A guide to making healthy food fun

  • By Michele Kayal Associated Press
  • Sunday, April 11, 2010 8:48pm
  • Life

Tired of books that tell you how to hide the broccoli in a pan of brownies? Need a fresh approach to making healthy food fun for the kids? Check out “Bean Appetit.”

The book, from the founders of Bean Sprouts cafe in Madison, Wis., offers goofy, eye-rolling chapter titles — “Let it Bean” and “Peacasso” — and kid-friendly recipes the little ones can make for themselves.

Some of the recipes rely on gimmicks — tomato faces and spinach-and-chicken palm trees — but most present a full-frontal view of fruit, vegetables and whole grains.

A spinach-and-cheese omelet becomes a finger-friendly “Ready to Roll-Up” and the apple-sweet potato “Snuggle-Up Soup” gets served in a hollowed-out apple. “Pinwheel Pot Stickers” flaunt carrots, edamame and avocado.

Part activity guide, part cookbook, “Bean Appetit,” by Shannon Payette Seip, also includes skill-building challenges, such as how to crack an egg and how to use chopsticks. Tips on table manners are supplemented with conversation-inspiring questions (“If your family were to form a band, what would you name it?”).

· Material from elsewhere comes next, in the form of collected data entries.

PR #3008, opened 2023-02-15
squash http_client_config for prometheus.scrape

### LINKED ISSUE #2994: Flow: squash `http_client_config` in `prometheus.scrape`
The `http_client_config` block in `prometheus.scrape` should be squashed to match the squashing used in the upstream config.

erikbaranowski:
#### PR Description

Squash http_client_config for the first time and for prometheus.scrape.

Closes #2994 

#### PR Checklist

- [x] CHANGELOG updated
- [x] Documentation added
- [x] Tests updated


component/prometheus/scrape/scrape_test.go
```diff
@@ -9,12 +9,71 @@ import (
...
+	scrape_interval = "10s"
+	job_name        = "local-flow"
+
+	bearer_token = "token"
+	bearer_token_file = "/path/to/file.token"
+	proxy_url = "http://0.0.0.0:11111"
+	follow_redirects = true
+	enable_http2 = true
+
+	basic_auth {
```
erikbaranowski, line 32: I feel like it is good practice to test the blown up river config at least happy path in the tests for all these. With that, do we want to put a happy path http_client_config river format somewhere rather than copy paste in every test file. Same thought for tls_config and maybe the others.

component/prometheus/scrape/scrape_test.go
```diff
@@ -9,12 +9,71 @@ import (
...
+
+	oauth2 {
+		client_id = "client_id"
+		client_secret = "client_secret"
+		client_secret_file = "/path/to/file.oath2"
+		scopes = ["scope1", "scope2"]
+		token_url = "token_url"
+		endpoint_params = {"param1" = "value1", "param2" = "value2"}
+		proxy_url = "http://0.0.0.0:11111"
+		tls_config = {
```
erikbaranowski, line 52: this is an attribute here and block below. That doesn't feel right. should I update to block for both?

docs/sources/flow/reference/components/prometheus.scrape.md
```diff
@@ -54,38 +54,40 @@ Name | Type | Description | Default | Required
 `label_limit`              | `uint`     | More than this many labels post metric-relabeling causes the scrape to fail. | | no
 `label_name_length_limit`  | `uint`     | More than this label name length post metric-relabeling causes the scrape to fail. | | no
 `label_value_length_limit` | `uint`     | More than this label value length post metric-relabeling causes the scrape to fail. | | no
+`bearer_token`             | `secret`   | Bearer token to authenticate with. | | no
```
erikbaranowski, line 57: copy pasting this part of the table for http_client_config on every doc that is is squashed seems like a maintenance headache. Any thoughts on an alternative?

component/prometheus/scrape/scrape_test.go
rfratto: It seems like it was a mistake for this to be a block, and we probably document it as if it's supposed to be a block. Changing it makes sense.

docs/sources/shared/flow/reference/components/authorization-block.md
```diff
@@ -7,7 +7,7 @@ headless: true
 Name | Type | Description | Default | Required
 ---- | ---- | ----------- | ------- | --------
 `type` | `string` | Authorization type, for example, "Bearer". | | no
-`credential` | `secret` | Secret value. | | no
+`credentials` | `secret` | Secret value. | | no
```
erikbaranowski, line 10: this was documented incorrectly compared to the river type. Alternatively, I can update the river type to match the docs if we prefer `credential`

docs/sources/shared/flow/reference/components/http-client-config-block.md
```diff
@@ -10,7 +10,7 @@ Name | Type | Description | Default | Required
 `bearer_token_file` | `string` | File containing a bearer token to authenticate with. | | no
 `proxy_url` | `string` | HTTP proxy to proxy requests through. | | no
 `follow_redirects` | `bool` | Whether redirects returned by the server should be followed. | `true` | no
-`enable_http_2` | `bool` | Whether HTTP2 is supported for requests. | `true` | no
+`enable_http2` | `bool` | Whether HTTP2 is supported for requests. | `true` | no
```
erikbaranowski, line 13: this was documented incorrectly compared to the river type. Alternatively, I can update the river type to match the docs if we prefer `enable_http_2`

docs/sources/flow/reference/components/prometheus.scrape.md
```diff
@@ -54,38 +54,40 @@ Name | Type | Description | Default | Required
...
+`proxy_url`                | `string`   | HTTP proxy to proxy requests through. | | no
+`follow_redirects`         | `bool`     | Whether redirects returned by the server should be followed. | `true` | no
+`enable_http2`             | `bool`     | Whether HTTP2 is supported for requests. | `true` | no
+
+Only 1 of the following arguments or blocks can be provided
+- `bearer_token`
+- `bearer_token_file`
+- `basic_auth`
+- `authorization`
+- `oauth2`
```
rfratto, line 68: This feels like maybe the wrong place to put this. Should this be documented in the blocks section instead?

docs/sources/flow/reference/components/prometheus.scrape.md
```diff
@@ -54,38 +54,40 @@ Name | Type | Description | Default | Required
 `label_limit`              | `uint`     | More than this many labels post metric-relabeling causes the scrape to fail. | | no
 `label_name_length_limit`  | `uint`     | More than this label name length post metric-relabeling causes the scrape to fail. | | no
 `label_value_length_limit` | `uint`     | More than this label value length post metric-relabeling causes the scrape to fail. | | no
+`bearer_token`             | `secret`   | Bearer token to authenticate with. | | no
+`bearer_token_file`        | `string`   | File containing a bearer token to authenticate with. | | no
+`proxy_url`                | `string`   | HTTP proxy to proxy requests through. | | no
+`follow_redirects`         | `bool`     | Whether redirects returned by the server should be followed. | `true` | no
+`enable_http2`             | `bool`     | Whether HTTP2 is supported for requests. | `true` | no
+
+Only 1 of the following arguments or blocks can be provided
```
rfratto, line 63:
```suggestion
At most one of the following can be provided:
```

docs/sources/flow/reference/components/prometheus.scrape.md
rfratto, line 68:
```suggestion
- [`bearer_token` argument](#Arguments).
- [`bearer_token_file` argument](#Arguments). 
- [`basic_auth` block][basic_auth].
- [`authorization` block][authorization].
- [`oauth2` block][oauth2].
```

component/prometheus/scrape/scrape_test.go
rfratto: Yeah, I'm not sure honestly. Testing shared config in a common place might not be necessary. 

I don't disagree that we should have some kind of unmarshaling test, but I'm not sure of the value in testing every possible field, especially for components like these where specific blocks and arguments are mutually exclusive.

component/prometheus/scrape/scrape_test.go
rfratto: Changing this would technically be a breaking change, but if our documentation says that it's supposed to be block, then we can list it as a bug fix IMO.

rfratto (commented):
Nice, LGTM

CHANGELOG.md
```diff
@@ -16,6 +16,9 @@ Main (unreleased)
   - `diskstats_ignored_devices` is now `diskstats_device_exclude` in agent configuration.
   - `ignored_devices` is now `device_exclude` in flow configuration.
 
+- A number of components were updated now that type squashing is implemented in river. Please review the component docs.
```
erikbaranowski, line 19: this wording is a placeholder for better words on how we want to tell users about the squashing changes. I'm open to suggestion.

component/prometheus/scrape/scrape_test.go
erikbaranowski: see my blind stab at the changelog. I am wondering if we want a blanket statement on these acknowledging breaking changes to config in general or something more specific for each component.

CHANGELOG.md
```diff
@@ -16,6 +16,9 @@ Main (unreleased)
...
+  - `prometheus.scrape` (@erikbaranowski)
```
rfratto, line 20: IMO, this should be changed to talk more about why we're doing it from the user's perspective: 

```suggestion
- Some blocks in Flow components have been merged with their parent block to make the block hierarchy smaller:
  - `prometheus.scrape > client > http_client_config` is merged into the `client` block. (@erikbaranowski)
```

We also need to write a section for this in the upgrade guide.

docs/sources/shared/flow/reference/components/http-client-config-block.md
rfratto: No, I think `enable_http2` is probably what was intended.

docs/sources/shared/flow/reference/components/authorization-block.md
rfratto: No, I think `credentials` is probably what was intended.

docs/sources/flow/reference/components/prometheus.scrape.md
rfratto: What about a new shared doc which holds the common rows in the table when the HTTP client config is squashed?

component/prometheus/scrape/scrape_test.go
erikbaranowski: updated and documented as a bug fix for all impacted components

erikbaranowski:
I think I may have butchered the shared markdown but I'm looking for an assist on the best way to do that part @karengermond . Robert also commented on the location of 1 related section we could use an opinion on how best to do it.

There will be a number more like this with the same http_client_config so once we get the pattern here we can repeat.

rfratto (approved):
LGTM!

component/prometheus/scrape/scrape.go
```diff
@@ -99,7 +99,12 @@ func (arg *Arguments) UnmarshalRiver(f func(interface{}) error) error {
 	*arg = DefaultArguments
 
 	type args Arguments
-	return f((*args)(arg))
+	err := f((*args)(arg))
+	if err != nil {
+		return err
+	}
+
+	return arg.HTTPClientConfig.Validate()
```
rfratto, line 107: Can you call out in a comment here that squashed blocks don't have UnmarshalRiver called, so we need to manually call the validate method?

erikbaranowski: all set

docs/sources/flow/reference/components/prometheus.scrape.md
```diff
@@ -54,38 +54,29 @@ Name | Type | Description | Default | Required
 `label_limit`              | `uint`     | More than this many labels post metric-relabeling causes the scrape to fail. | | no
 `label_name_length_limit`  | `uint`     | More than this label name length post metric-relabeling causes the scrape to fail. | | no
 `label_value_length_limit` | `uint`     | More than this label value length post metric-relabeling causes the scrape to fail. | | no
+{{< docs/shared lookup="flow/reference/components/http-client-config-block.md" source="agent" >}}
```
karengermond, line 57: This included  block is messing up how the preceding table is rendering.  Just the names are showing and not columns 2 - 4. I think you need a blank line and also the "authorization block" header as in: https://grafana.com/docs/agent/latest/flow/reference/components/prometheus.remote_write/#authorization-block

karengermond (approved):
LGTM with the exception of a table rendering issue...

docs/sources/flow/reference/components/prometheus.scrape.md
erikbaranowski: I tried a new line, but I can't personally see if the table will render with the additional rows as intended. In this case the http_client_config is no longer a block section/table on its own but is now additional rows of the Arguments table.

karengermond: You run `make docs` to see how it will render.  It looks like the included file has a header row so that would prevent it from rendering the way you want.

erikbaranowski: Excellent, thank you for the pointer on running locally. This should be all set for now. We are looking into a future way to put the table data in a shared file.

Once they’ve eaten all their veggies, you can treat the whole family to a work of art for dessert. “What’s New Cupcake,” by Karen Tack and Alan Richardson, a sequel to the best-selling “Hello, Cupcake,” makes pastry artists out of even the most butterfingered parents.

Malted balls, M&M’s, candy corns and marshmallow peanuts transform ordinary cupcakes into fish, suns and lobsters. Jellybeans masquerade as flower petals and butterflies.

The beautiful photos and easy-to-follow directions (diagrams included!) help even the cake-mix challenged create cupcakes that look like lattice pies and critters from ducks to moose to flamingos.